_Activity_:
Scan the records for the string "github"; copy each line where it occurs.

(Collected data)
· · · · · · ·
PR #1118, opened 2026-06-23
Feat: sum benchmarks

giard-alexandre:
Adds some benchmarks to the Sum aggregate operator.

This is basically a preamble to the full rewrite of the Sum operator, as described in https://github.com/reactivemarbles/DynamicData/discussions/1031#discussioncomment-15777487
· · · · · · ·
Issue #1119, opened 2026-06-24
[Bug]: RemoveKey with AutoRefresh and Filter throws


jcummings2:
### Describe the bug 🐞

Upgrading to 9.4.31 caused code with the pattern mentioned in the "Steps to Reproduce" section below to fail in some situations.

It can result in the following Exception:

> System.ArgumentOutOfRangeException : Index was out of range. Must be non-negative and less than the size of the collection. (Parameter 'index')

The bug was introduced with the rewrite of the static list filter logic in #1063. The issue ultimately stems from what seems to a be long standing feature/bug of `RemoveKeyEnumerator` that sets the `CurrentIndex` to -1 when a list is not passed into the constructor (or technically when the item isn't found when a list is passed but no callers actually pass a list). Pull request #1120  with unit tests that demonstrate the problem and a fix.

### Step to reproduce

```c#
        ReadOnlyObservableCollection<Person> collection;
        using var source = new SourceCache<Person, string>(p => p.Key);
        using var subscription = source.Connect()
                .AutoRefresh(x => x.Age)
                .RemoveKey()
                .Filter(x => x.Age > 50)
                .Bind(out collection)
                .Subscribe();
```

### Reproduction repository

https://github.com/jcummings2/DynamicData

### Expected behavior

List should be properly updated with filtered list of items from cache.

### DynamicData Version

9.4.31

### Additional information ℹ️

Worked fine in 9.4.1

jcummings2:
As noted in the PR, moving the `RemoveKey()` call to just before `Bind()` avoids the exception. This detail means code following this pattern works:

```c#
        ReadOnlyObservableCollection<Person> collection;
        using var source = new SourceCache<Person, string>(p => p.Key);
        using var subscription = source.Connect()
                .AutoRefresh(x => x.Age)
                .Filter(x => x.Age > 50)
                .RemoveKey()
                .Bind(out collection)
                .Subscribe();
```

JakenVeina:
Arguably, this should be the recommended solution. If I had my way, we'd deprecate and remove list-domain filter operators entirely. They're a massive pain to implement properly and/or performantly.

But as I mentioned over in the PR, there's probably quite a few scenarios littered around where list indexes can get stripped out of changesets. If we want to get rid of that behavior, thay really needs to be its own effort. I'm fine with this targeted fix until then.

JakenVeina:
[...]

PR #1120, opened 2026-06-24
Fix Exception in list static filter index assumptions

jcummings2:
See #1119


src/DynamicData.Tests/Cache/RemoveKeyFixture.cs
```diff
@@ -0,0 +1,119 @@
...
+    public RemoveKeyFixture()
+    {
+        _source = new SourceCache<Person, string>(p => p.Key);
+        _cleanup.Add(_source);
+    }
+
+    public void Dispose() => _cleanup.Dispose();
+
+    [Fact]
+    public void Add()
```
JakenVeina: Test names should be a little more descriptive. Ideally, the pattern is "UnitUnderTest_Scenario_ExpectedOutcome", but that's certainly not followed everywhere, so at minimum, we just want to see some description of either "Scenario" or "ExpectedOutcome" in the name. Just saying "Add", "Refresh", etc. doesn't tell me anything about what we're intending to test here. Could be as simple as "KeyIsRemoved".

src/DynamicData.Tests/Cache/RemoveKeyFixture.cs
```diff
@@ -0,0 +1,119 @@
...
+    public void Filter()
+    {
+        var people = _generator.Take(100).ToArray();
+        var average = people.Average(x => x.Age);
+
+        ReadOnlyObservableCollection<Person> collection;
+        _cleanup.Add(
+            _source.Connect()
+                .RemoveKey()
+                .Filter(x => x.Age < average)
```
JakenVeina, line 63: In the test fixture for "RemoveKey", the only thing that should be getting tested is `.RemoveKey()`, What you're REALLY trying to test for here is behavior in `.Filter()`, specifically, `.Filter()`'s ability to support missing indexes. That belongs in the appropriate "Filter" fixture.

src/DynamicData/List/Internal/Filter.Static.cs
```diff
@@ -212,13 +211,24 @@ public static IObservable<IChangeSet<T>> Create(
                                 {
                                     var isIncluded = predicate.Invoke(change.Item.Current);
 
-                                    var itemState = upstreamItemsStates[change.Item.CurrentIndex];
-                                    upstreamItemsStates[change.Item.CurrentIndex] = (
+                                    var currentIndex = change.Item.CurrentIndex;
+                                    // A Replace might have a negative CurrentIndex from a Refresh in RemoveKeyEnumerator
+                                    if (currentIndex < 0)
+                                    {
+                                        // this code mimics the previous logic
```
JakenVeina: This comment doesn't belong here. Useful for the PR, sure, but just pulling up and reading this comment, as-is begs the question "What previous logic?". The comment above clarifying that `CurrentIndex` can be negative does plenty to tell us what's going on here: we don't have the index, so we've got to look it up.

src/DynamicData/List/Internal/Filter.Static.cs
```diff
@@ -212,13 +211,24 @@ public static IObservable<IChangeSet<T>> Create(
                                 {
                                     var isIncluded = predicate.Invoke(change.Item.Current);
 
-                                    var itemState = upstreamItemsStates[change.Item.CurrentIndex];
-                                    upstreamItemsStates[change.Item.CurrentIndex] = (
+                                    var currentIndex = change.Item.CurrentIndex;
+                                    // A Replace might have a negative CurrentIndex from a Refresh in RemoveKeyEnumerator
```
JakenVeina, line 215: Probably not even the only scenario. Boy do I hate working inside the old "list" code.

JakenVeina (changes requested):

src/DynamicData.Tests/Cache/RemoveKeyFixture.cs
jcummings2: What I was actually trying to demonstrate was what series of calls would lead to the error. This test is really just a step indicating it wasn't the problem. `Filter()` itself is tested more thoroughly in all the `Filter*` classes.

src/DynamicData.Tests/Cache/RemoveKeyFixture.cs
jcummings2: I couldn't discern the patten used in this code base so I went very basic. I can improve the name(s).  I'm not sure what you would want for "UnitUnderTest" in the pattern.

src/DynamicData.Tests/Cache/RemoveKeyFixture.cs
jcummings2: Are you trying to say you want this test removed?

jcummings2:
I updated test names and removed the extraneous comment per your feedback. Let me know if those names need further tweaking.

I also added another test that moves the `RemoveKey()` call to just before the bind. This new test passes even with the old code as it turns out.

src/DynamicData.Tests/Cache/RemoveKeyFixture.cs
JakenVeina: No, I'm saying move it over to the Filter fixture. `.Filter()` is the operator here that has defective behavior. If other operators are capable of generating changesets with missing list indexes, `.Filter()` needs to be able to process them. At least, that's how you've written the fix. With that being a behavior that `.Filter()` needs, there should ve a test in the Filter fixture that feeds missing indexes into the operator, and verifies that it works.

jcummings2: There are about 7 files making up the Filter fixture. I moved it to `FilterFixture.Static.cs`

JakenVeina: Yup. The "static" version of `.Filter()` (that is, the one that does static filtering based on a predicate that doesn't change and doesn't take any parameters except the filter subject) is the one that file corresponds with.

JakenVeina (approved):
· · · · · · ·
_Finished exercise_:
This is basically a preamble to the full rewrite of the Sum operator, as described in https://github.com/reactivemarbles/DynamicData/discussions/1031#discussioncomment-15777487
https://github.com/jcummings2/DynamicData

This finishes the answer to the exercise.